__PROBLEM TO WORK ON__
You are to retype all of the data exactly as it appears.

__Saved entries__

- Opening Delimiter -

PR #131, opened 2020-05-11
adding /path/to/pods/directory/FirebaseCrashlytics/upload-symbols to …

finben:
…end of build phase

per https://firebase.google.com/docs/crashlytics/upgrade-sdk

### DIFF
--- a/Hymns.xcworkspace/xcshareddata/WorkspaceSettings.xcsettings
+++ b/Hymns.xcworkspace/xcshareddata/WorkspaceSettings.xcsettings
@@ -1,0 +1,8 @@
+<?xml version="1.0" encoding="UTF-8"?>
+<!DOCTYPE plist PUBLIC "-//Apple//DTD PLIST 1.0//EN" "http://www.apple.com/DTDs/PropertyList-1.0.dtd">
+<plist version="1.0">
+<dict>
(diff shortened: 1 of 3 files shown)


finben:
This doesn't work but it is how they said to do it in the documentation. I tried some other things as well but I am wondering if Crashlytics initialization is having trouble finding our PList file since it is not in the project directory anymore. 

See below link some solutions by agiguere  where they are using if elif to then go get the googleplist file in its location based on build.
https://github.com/firebase/firebase-ios-sdk/issues/3299

Hymns.xcworkspace/xcshareddata/WorkspaceSettings.xcsettings
```diff
@@ -0,0 +1,8 @@
+<?xml version="1.0" encoding="UTF-8"?>
+<!DOCTYPE plist PUBLIC "-//Apple//DTD PLIST 1.0//EN" "http://www.apple.com/DTDs/PropertyList-1.0.dtd">
+<plist version="1.0">
+<dict>
+	<key>PreviewsEnabled</key>
+	<false/>
+</dict>
+</plist>
```
skywalkerdude, line 8: What is this?

PR #145, opened 2020-05-13
Audio player

finben:
Bottom sheet resource is https://swiftwithmajid.com/2019/12/11/building-bottom-sheet-in-swiftui/

Audio player main resource is https://github.com/ChrisMash/AVPlayer-SwiftUI

For some reason the combine stuff isn't working with our URLS that aren't straight up mp3 urls for example http://www.hymnal.net/en/hymn/h/894/f=mp3 that is coming from musicJson. However, the combine works when the url is a direct mp3 url such as https://www.hymnal.net/Hymns/NewSongs/mp3/ns0767.mp3

Need to figure that out more. Just committing what I have for now.


finben:
Update: I have been unable to get duration or any other meta data from the song when retrieving from the url saved in musicJSON. How did you go about this on the droid app?

skywalkerdude:
what do you mean duration? You can hit the urls directly to see what data you have inside the metadata: http://hymnalnetapi.herokuapp.com/v2/hymn/h/1151. Some of the other metadata keys are also in the MetaDataName enum: https://github.com/HymnalDreamTeam/Hymns-iOS/blob/master/Hymns/Infrastructure/Data/Models/MetaDatum.swift#L11

finben:
None of that really works. Both the metadata hitting the url directly as well as the MetaDataName enum do not contain what I am looking for which is song duration. Our MetaDataName mainly just contains two other urls one for medi and the other for downloading a mid file.

skywalkerdude:
yeah, i don't think song duration is really something we have access to at the moment. Why do you need it?

finben:
In my audio viewer it has a slider that goes along as the song plays. But it needs the length of the song to measure off of. So currently the music slider is always at the final position when playing a song

PR #151, opened 2020-05-18
Implement local search

skywalkerdude:


Hymns/Infrastructure/Analytics/AnalyticsLogger.swift
```diff
@@ -1,33 +1,48 @@
...
 /**
  * Wrapper for `FirebaseAnalytics` to help keep track of what we are logging and analyzing.
  */
 class AnalyticsLogger {
 
+    private let backgroundThread: DispatchQueue
+
+    init(backgroundThread: DispatchQueue = Resolver.resolve(name: "background")) {
+        self.backgroundThread = backgroundThread
+    }
```
finben, line 14: Why do you use custom dispatchQueues for background instead of the DispatchQueue.global? I am guessing it is better for dependency injection?

HymnsTests/Repository/HymnsRepositoryImpl_dbInitialized_dbMissTests.swift
```diff
@@ -3,7 +3,6 @@ import Mockingbird
 import XCTest
 @testable import Hymns
 
-// TODO delete later
```
finben, line 6: Should we delete now?

Hymns/Infrastructure/Analytics/AnalyticsLogger.swift
skywalkerdude: I don't use a custom dispatch queue. If you look at https://github.com/HymnalDreamTeam/Hymns-iOS/blob/master/Hymns/Infrastructure/Dependency%20Injection/AppDelegate%2BInjection.swift#L10, I'm merely injecting the DispatchQueue.global into here, so it is using the global dispatch queue

skywalkerdude:
> Big PR. Hard for me to thoroughly ensure quality... lol

yeah... I tried to split up the NetworkBoundPublisher stuff into its own PR, but apart from that, it just touches a lot of pieces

- Closing Delimiter -

__TASK RESULT__
PR #131, opened 2020-05-11
adding /path/to/pods/directory/FirebaseCrashlytics/upload-symbols to …

finben:
…end of build phase

per https://firebase.google.com/docs/crashlytics/upgrade-sdk

### DIFF
--- a/Hymns.xcworkspace/xcshareddata/WorkspaceSettings.xcsettings
+++ b/Hymns.xcworkspace/xcshareddata/WorkspaceSettings.xcsettings
@@ -1,0 +1,8 @@
+<?xml version="1.0" encoding="UTF-8"?>
+<!DOCTYPE plist PUBLIC "-//Apple//DTD PLIST 1.0//EN" "http://www.apple.com/DTDs/PropertyList-1.0.dtd">
+<plist version="1.0">
+<dict>
(diff shortened: 1 of 3 files shown)


finben:
This doesn't work but it is how they said to do it in the documentation. I tried some other things as well but I am wondering if Crashlytics initialization is having trouble finding our PList file since it is not in the project directory anymore. 

See below link some solutions by agiguere  where they are using if elif to then go get the googleplist file in its location based on build.
https://github.com/firebase/firebase-ios-sdk/issues/3299

Hymns.xcworkspace/xcshareddata/WorkspaceSettings.xcsettings
```diff
@@ -0,0 +1,8 @@
+<?xml version="1.0" encoding="UTF-8"?>
+<!DOCTYPE plist PUBLIC "-//Apple//DTD PLIST 1.0//EN" "http://www.apple.com/DTDs/PropertyList-1.0.dtd">
+<plist version="1.0">
+<dict>
+	<key>PreviewsEnabled</key>
+	<false/>
+</dict>
+</plist>
```
skywalkerdude, line 8: What is this?

PR #145, opened 2020-05-13
Audio player

finben:
Bottom sheet resource is https://swiftwithmajid.com/2019/12/11/building-bottom-sheet-in-swiftui/

Audio player main resource is https://github.com/ChrisMash/AVPlayer-SwiftUI

For some reason the combine stuff isn't working with our URLS that aren't straight up mp3 urls for example http://www.hymnal.net/en/hymn/h/894/f=mp3 that is coming from musicJson. However, the combine works when the url is a direct mp3 url such as https://www.hymnal.net/Hymns/NewSongs/mp3/ns0767.mp3

Need to figure that out more. Just committing what I have for now.


finben:
Update: I have been unable to get duration or any other meta data from the song when retrieving from the url saved in musicJSON. How did you go about this on the droid app?

skywalkerdude:
what do you mean duration? You can hit the urls directly to see what data you have inside the metadata: http://hymnalnetapi.herokuapp.com/v2/hymn/h/1151. Some of the other metadata keys are also in the MetaDataName enum: https://github.com/HymnalDreamTeam/Hymns-iOS/blob/master/Hymns/Infrastructure/Data/Models/MetaDatum.swift#L11

finben:
None of that really works. Both the metadata hitting the url directly as well as the MetaDataName enum do not contain what I am looking for which is song duration. Our MetaDataName mainly just contains two other urls one for medi and the other for downloading a mid file.

skywalkerdude:
yeah, i don't think song duration is really something we have access to at the moment. Why do you need it?

finben:
In my audio viewer it has a slider that goes along as the song plays. But it needs the length of the song to measure off of. So currently the music slider is always at the final position when playing a song

PR #151, opened 2020-05-18
Implement local search

skywalkerdude:


Hymns/Infrastructure/Analytics/AnalyticsLogger.swift
```diff
@@ -1,33 +1,48 @@
...
 /**
  * Wrapper for `FirebaseAnalytics` to help keep track of what we are logging and analyzing.
  */
 class AnalyticsLogger {
 
+    private let backgroundThread: DispatchQueue
+
+    init(backgroundThread: DispatchQueue = Resolver.resolve(name: "background")) {
+        self.backgroundThread = backgroundThread
+    }
```
finben, line 14: Why do you use custom dispatchQueues for background instead of the DispatchQueue.global? I am guessing it is better for dependency injection?

HymnsTests/Repository/HymnsRepositoryImpl_dbInitialized_dbMissTests.swift
```diff
@@ -3,7 +3,6 @@ import Mockingbird
 import XCTest
 @testable import Hymns
 
-// TODO delete later
```
finben, line 6: Should we delete now?

Hymns/Infrastructure/Analytics/AnalyticsLogger.swift
skywalkerdude: I don't use a custom dispatch queue. If you look at https://github.com/HymnalDreamTeam/Hymns-iOS/blob/master/Hymns/Infrastructure/Dependency%20Injection/AppDelegate%2BInjection.swift#L10, I'm merely injecting the DispatchQueue.global into here, so it is using the global dispatch queue

skywalkerdude:
> Big PR. Hard for me to thoroughly ensure quality... lol

yeah... I tried to split up the NetworkBoundPublisher stuff into its own PR, but apart from that, it just touches a lot of pieces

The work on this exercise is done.